*** Opening Excerpted records ***

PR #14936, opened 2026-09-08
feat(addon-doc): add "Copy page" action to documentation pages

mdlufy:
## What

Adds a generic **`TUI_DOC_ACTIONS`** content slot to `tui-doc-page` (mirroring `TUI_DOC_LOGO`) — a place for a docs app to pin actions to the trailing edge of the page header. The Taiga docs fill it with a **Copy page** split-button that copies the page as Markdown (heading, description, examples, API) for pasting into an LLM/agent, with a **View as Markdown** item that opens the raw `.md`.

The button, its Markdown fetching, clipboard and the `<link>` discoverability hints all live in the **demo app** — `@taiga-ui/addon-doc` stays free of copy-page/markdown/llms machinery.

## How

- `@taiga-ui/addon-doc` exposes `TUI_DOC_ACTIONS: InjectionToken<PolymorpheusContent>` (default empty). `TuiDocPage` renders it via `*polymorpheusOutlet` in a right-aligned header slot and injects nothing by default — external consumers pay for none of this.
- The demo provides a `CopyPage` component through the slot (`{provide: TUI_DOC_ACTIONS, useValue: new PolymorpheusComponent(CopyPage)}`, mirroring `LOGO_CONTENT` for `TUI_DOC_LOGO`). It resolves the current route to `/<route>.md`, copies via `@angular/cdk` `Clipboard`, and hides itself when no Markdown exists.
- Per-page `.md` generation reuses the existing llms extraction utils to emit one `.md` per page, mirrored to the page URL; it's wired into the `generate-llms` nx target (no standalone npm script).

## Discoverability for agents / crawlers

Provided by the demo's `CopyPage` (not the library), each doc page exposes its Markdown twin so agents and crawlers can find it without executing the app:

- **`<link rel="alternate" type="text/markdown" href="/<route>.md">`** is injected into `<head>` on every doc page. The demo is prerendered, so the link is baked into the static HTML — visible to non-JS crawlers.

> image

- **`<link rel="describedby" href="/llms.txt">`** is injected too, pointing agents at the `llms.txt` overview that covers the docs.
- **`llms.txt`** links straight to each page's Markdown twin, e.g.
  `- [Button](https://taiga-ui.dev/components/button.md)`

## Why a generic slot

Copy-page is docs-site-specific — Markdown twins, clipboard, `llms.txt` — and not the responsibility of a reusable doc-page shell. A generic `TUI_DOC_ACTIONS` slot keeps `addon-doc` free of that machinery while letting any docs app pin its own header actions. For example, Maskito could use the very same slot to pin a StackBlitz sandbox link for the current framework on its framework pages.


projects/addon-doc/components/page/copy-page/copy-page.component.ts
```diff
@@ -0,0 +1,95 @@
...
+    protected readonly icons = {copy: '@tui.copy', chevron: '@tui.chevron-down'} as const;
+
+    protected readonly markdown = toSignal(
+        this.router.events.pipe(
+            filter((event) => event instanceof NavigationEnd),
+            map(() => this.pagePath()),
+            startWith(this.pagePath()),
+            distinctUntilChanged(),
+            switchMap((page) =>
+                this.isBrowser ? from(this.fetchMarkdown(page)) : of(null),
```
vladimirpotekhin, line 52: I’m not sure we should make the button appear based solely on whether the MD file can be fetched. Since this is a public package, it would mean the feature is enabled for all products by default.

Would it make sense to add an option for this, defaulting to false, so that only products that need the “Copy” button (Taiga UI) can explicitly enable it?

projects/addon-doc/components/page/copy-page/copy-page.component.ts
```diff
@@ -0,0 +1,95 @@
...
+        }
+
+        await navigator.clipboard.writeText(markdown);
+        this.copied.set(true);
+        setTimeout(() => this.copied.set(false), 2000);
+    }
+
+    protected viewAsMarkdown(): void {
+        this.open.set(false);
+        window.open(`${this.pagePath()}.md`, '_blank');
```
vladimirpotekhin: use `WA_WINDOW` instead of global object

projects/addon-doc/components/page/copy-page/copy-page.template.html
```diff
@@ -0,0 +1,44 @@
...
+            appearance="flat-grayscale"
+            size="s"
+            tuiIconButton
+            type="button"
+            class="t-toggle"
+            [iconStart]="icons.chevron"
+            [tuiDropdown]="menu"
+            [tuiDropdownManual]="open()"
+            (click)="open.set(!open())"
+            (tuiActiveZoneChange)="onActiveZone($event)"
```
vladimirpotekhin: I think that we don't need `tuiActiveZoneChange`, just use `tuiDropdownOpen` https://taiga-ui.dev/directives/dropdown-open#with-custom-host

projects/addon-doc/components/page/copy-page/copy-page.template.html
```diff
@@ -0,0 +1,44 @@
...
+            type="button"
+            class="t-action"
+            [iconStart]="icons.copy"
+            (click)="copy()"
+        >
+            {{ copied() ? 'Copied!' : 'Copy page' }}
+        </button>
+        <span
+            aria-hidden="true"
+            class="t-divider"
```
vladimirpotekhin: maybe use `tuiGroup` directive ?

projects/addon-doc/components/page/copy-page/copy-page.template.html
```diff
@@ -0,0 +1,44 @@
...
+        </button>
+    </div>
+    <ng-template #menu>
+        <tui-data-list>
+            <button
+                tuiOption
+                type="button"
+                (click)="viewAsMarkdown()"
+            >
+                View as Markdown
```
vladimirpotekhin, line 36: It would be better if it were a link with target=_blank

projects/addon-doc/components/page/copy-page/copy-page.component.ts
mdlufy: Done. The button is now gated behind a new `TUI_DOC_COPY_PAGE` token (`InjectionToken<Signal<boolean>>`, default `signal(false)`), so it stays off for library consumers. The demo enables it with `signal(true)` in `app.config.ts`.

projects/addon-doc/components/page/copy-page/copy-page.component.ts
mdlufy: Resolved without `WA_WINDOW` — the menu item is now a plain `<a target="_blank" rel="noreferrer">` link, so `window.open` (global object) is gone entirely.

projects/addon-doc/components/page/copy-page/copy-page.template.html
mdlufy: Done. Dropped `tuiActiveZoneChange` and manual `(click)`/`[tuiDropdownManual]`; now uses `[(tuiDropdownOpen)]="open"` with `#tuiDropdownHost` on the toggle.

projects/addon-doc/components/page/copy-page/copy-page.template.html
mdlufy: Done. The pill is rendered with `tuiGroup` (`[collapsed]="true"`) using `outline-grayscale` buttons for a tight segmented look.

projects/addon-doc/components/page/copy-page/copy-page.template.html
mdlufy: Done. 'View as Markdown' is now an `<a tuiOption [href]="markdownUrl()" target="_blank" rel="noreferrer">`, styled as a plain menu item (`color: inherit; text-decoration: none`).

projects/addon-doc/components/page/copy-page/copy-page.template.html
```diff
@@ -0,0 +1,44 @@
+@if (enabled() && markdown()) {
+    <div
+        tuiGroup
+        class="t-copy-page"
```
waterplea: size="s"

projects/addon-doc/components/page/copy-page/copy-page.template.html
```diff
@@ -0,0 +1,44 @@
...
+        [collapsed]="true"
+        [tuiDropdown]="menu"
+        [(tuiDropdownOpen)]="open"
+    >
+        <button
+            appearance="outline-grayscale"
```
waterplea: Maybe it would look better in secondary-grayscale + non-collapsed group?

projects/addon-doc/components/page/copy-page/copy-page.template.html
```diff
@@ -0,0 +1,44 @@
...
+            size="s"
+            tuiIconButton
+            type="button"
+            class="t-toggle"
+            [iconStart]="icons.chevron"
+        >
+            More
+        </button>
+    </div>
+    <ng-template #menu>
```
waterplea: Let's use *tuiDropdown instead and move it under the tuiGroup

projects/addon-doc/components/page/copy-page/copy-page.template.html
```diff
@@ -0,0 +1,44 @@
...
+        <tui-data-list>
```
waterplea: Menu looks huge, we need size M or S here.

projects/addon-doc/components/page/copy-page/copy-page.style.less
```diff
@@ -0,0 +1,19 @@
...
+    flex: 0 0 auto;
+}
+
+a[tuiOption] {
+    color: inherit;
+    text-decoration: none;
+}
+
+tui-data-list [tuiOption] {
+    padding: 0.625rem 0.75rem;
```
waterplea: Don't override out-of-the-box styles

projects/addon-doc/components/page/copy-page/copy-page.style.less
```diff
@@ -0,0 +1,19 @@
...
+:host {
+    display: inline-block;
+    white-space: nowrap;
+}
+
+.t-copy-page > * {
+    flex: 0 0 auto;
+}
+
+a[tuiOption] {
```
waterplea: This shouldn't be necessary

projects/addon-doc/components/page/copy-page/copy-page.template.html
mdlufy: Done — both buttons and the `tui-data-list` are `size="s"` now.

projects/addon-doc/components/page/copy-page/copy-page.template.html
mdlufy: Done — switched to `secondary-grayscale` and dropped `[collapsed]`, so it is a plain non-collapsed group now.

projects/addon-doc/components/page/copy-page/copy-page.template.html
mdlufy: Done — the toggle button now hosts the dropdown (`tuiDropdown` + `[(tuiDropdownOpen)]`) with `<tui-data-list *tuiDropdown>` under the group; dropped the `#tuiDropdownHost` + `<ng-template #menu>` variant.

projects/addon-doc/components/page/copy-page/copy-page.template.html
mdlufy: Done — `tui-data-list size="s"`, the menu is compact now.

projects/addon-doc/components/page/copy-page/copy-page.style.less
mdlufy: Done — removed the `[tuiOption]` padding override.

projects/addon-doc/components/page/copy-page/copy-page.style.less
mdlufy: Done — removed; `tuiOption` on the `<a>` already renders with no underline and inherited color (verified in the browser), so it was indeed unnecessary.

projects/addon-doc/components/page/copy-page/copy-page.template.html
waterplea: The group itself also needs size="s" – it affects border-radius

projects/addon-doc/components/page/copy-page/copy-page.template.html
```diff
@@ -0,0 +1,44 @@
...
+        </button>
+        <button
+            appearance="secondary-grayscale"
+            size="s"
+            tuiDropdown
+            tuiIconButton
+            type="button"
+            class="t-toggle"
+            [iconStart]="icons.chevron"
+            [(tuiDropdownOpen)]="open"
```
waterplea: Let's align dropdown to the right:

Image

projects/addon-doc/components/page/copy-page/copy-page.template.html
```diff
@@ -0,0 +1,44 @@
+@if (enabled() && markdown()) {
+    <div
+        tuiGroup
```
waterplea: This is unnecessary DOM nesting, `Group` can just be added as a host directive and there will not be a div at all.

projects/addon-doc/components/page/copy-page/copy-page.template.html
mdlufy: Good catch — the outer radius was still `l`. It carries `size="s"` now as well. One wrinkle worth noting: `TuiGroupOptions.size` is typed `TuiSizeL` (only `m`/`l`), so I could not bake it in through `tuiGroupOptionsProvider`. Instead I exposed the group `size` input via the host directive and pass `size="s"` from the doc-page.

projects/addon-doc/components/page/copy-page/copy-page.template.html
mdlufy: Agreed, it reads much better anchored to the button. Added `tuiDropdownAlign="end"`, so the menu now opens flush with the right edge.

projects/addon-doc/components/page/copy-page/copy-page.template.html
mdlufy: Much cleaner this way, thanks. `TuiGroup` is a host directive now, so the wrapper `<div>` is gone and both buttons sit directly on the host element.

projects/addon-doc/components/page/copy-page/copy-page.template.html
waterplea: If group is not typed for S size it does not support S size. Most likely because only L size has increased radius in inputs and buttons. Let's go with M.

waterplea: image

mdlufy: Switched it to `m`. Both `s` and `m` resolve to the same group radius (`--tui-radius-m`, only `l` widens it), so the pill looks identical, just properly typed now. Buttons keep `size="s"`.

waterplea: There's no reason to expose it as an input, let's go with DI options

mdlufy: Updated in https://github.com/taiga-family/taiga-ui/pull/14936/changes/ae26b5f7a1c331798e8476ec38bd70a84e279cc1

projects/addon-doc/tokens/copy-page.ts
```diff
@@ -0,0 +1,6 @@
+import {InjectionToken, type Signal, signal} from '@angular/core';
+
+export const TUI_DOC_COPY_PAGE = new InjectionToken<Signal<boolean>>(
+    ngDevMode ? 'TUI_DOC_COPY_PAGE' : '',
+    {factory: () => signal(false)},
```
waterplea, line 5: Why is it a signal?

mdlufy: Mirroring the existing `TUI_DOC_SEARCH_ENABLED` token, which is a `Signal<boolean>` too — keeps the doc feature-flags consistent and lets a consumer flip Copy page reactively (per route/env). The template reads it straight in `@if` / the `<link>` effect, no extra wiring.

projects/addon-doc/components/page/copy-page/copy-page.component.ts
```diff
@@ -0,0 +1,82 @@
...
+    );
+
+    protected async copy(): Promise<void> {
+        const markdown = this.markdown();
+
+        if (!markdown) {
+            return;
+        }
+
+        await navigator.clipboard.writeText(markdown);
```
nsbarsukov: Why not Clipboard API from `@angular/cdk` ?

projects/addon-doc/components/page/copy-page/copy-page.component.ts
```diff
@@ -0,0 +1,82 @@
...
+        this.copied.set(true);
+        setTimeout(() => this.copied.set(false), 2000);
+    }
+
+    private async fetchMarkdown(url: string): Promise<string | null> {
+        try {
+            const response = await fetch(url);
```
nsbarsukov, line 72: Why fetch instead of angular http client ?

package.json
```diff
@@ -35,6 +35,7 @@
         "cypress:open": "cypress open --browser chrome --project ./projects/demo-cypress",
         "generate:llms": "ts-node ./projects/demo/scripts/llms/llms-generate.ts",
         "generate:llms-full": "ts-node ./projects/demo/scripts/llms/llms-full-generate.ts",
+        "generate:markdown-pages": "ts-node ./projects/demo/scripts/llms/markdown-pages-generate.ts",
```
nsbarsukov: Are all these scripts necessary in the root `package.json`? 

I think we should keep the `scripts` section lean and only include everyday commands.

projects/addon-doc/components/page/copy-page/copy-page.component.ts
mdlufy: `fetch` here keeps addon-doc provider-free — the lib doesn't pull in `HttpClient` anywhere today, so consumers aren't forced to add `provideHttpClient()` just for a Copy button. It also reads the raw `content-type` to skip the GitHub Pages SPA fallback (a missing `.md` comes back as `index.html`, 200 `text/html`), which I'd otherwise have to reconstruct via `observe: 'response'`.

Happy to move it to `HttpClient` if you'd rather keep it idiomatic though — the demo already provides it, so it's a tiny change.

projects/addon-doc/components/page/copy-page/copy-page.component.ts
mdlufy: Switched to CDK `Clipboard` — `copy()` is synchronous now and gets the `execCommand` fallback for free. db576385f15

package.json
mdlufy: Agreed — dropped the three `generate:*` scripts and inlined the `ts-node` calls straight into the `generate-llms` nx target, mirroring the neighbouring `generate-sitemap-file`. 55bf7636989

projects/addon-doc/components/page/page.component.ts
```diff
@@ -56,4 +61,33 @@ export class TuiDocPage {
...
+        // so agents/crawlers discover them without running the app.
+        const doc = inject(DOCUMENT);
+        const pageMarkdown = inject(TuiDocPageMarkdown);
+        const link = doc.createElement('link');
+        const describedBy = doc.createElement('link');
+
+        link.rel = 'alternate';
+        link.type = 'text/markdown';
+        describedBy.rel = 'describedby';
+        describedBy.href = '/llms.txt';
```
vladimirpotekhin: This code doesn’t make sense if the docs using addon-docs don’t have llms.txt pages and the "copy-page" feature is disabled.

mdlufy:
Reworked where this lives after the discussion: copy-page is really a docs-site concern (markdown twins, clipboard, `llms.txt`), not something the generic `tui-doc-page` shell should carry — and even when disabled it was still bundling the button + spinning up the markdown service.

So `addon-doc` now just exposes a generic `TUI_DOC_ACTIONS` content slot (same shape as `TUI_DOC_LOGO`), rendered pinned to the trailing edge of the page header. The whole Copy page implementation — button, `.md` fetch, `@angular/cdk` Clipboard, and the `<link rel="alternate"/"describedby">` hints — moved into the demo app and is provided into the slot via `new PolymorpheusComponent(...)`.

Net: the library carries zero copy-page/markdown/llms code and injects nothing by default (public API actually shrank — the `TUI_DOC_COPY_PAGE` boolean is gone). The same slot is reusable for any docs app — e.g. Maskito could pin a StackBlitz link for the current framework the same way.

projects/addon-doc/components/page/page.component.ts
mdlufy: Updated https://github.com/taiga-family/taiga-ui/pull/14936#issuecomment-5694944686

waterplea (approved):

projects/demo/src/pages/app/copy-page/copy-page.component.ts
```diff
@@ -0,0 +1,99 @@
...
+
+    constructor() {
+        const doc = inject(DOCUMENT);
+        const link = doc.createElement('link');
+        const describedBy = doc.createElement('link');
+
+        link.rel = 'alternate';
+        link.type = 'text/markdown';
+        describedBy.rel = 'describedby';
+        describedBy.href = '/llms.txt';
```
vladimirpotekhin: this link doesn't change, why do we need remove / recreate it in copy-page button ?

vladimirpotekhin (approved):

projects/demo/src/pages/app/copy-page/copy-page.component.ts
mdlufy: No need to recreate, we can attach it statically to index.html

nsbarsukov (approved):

*** Closing Excerpted records ***
*** Opening Excerpted records ***

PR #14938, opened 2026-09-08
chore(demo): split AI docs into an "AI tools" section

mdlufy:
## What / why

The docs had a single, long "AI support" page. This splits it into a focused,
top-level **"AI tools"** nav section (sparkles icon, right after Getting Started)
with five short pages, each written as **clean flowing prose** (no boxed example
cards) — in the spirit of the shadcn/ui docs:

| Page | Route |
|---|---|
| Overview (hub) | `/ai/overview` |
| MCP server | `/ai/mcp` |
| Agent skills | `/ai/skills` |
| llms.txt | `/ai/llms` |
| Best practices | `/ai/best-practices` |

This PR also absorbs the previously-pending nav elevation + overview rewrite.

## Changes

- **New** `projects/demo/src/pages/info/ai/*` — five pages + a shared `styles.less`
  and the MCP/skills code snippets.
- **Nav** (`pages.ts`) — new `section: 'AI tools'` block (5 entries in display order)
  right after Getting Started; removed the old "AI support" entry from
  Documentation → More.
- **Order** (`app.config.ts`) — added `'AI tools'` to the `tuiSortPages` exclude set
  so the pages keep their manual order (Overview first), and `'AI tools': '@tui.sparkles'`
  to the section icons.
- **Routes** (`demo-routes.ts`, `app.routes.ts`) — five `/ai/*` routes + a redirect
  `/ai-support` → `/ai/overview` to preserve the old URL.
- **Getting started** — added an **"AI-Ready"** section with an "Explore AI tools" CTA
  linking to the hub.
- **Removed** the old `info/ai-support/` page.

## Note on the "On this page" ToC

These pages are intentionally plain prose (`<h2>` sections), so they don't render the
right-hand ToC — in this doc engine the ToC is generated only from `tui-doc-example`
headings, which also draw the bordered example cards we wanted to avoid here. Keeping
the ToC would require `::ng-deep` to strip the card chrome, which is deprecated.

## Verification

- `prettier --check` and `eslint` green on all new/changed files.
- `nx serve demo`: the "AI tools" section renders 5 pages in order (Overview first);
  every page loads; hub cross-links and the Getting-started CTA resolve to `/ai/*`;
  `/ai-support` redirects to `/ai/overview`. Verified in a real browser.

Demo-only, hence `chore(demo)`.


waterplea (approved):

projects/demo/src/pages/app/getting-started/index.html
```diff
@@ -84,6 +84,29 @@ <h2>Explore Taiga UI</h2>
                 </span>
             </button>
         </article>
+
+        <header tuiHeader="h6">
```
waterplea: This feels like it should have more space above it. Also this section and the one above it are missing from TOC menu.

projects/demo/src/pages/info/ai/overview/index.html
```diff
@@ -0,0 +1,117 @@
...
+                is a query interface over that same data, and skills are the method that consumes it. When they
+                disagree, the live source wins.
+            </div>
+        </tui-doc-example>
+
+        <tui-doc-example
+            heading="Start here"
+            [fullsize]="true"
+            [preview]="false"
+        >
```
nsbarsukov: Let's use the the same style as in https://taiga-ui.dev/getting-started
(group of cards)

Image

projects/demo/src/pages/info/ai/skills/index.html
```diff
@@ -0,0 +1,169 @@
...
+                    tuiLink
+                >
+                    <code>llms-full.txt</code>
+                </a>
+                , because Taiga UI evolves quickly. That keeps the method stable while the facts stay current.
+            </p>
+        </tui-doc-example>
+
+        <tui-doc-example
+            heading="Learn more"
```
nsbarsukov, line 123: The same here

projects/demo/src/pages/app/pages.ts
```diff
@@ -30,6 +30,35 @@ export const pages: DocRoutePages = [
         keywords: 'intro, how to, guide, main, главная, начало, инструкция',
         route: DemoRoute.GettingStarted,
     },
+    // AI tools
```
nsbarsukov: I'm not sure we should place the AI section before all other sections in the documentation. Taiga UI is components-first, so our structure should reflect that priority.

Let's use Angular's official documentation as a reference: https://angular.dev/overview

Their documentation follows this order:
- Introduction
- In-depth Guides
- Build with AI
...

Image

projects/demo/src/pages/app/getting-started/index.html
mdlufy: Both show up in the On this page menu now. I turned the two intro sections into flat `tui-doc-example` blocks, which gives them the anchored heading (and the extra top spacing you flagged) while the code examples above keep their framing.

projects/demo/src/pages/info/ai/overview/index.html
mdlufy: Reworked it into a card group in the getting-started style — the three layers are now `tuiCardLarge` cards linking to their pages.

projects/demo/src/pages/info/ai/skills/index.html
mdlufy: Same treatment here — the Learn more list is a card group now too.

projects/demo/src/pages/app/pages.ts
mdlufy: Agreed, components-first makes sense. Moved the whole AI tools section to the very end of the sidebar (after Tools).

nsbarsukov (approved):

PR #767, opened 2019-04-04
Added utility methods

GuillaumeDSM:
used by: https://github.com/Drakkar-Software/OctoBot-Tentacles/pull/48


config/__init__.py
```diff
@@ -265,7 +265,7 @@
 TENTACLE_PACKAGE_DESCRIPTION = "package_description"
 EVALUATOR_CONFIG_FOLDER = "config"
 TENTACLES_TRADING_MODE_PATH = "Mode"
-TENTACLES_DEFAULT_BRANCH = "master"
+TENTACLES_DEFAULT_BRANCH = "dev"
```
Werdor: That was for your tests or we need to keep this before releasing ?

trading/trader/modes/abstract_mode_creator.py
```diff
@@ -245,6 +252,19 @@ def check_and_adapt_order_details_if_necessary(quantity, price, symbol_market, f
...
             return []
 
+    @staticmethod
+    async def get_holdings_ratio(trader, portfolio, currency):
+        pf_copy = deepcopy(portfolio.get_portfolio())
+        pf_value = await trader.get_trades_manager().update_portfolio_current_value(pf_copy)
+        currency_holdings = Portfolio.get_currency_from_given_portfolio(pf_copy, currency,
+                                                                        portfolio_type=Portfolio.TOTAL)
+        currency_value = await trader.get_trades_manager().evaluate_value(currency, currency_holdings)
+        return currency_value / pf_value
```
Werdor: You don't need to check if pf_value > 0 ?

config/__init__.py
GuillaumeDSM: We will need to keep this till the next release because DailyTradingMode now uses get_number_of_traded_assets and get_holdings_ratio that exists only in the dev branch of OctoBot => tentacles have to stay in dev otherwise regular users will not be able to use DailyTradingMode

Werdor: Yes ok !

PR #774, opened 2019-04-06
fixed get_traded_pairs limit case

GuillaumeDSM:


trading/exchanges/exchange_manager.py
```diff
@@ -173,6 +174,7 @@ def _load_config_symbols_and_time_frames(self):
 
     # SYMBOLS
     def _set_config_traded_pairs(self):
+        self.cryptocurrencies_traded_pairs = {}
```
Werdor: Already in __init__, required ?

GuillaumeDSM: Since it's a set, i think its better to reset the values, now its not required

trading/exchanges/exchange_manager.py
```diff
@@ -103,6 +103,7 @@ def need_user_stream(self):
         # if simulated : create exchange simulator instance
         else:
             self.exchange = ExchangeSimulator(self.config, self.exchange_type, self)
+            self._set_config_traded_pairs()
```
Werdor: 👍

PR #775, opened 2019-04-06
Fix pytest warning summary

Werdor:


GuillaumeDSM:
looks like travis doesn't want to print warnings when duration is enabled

*** Closing Excerpted records ***
*** Opening Excerpted records ***

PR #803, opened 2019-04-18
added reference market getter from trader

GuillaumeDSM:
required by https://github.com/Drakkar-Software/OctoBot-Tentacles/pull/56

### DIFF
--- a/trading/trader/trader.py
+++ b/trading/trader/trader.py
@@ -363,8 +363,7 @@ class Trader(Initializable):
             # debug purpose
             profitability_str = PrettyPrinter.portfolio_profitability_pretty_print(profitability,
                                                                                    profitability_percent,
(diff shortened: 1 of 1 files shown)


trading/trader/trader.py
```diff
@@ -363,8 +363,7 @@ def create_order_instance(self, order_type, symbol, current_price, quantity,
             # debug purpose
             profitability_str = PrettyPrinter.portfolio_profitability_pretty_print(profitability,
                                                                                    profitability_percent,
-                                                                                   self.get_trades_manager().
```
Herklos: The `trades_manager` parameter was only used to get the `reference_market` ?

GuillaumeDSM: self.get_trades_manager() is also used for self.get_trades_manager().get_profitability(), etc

*** Closing Excerpted records ***

__Assignment__
Only one stretch of the records above is wanted: the lines between the one holding "PR #14936, opened 2026-09-08" and the one holding "The button, its", inclusive, reproduced exactly.

__Output of the task__
PR #14936, opened 2026-09-08
feat(addon-doc): add "Copy page" action to documentation pages

mdlufy:
## What

Adds a generic **`TUI_DOC_ACTIONS`** content slot to `tui-doc-page` (mirroring `TUI_DOC_LOGO`) — a place for a docs app to pin actions to the trailing edge of the page header. The Taiga docs fill it with a **Copy page** split-button that copies the page as Markdown (heading, description, examples, API) for pasting into an LLM/agent, with a **View as Markdown** item that opens the raw `.md`.

The button, its Markdown fetching, clipboard and the `<link>` discoverability hints all live in the **demo app** — `@taiga-ui/addon-doc` stays free of copy-page/markdown/llms machinery.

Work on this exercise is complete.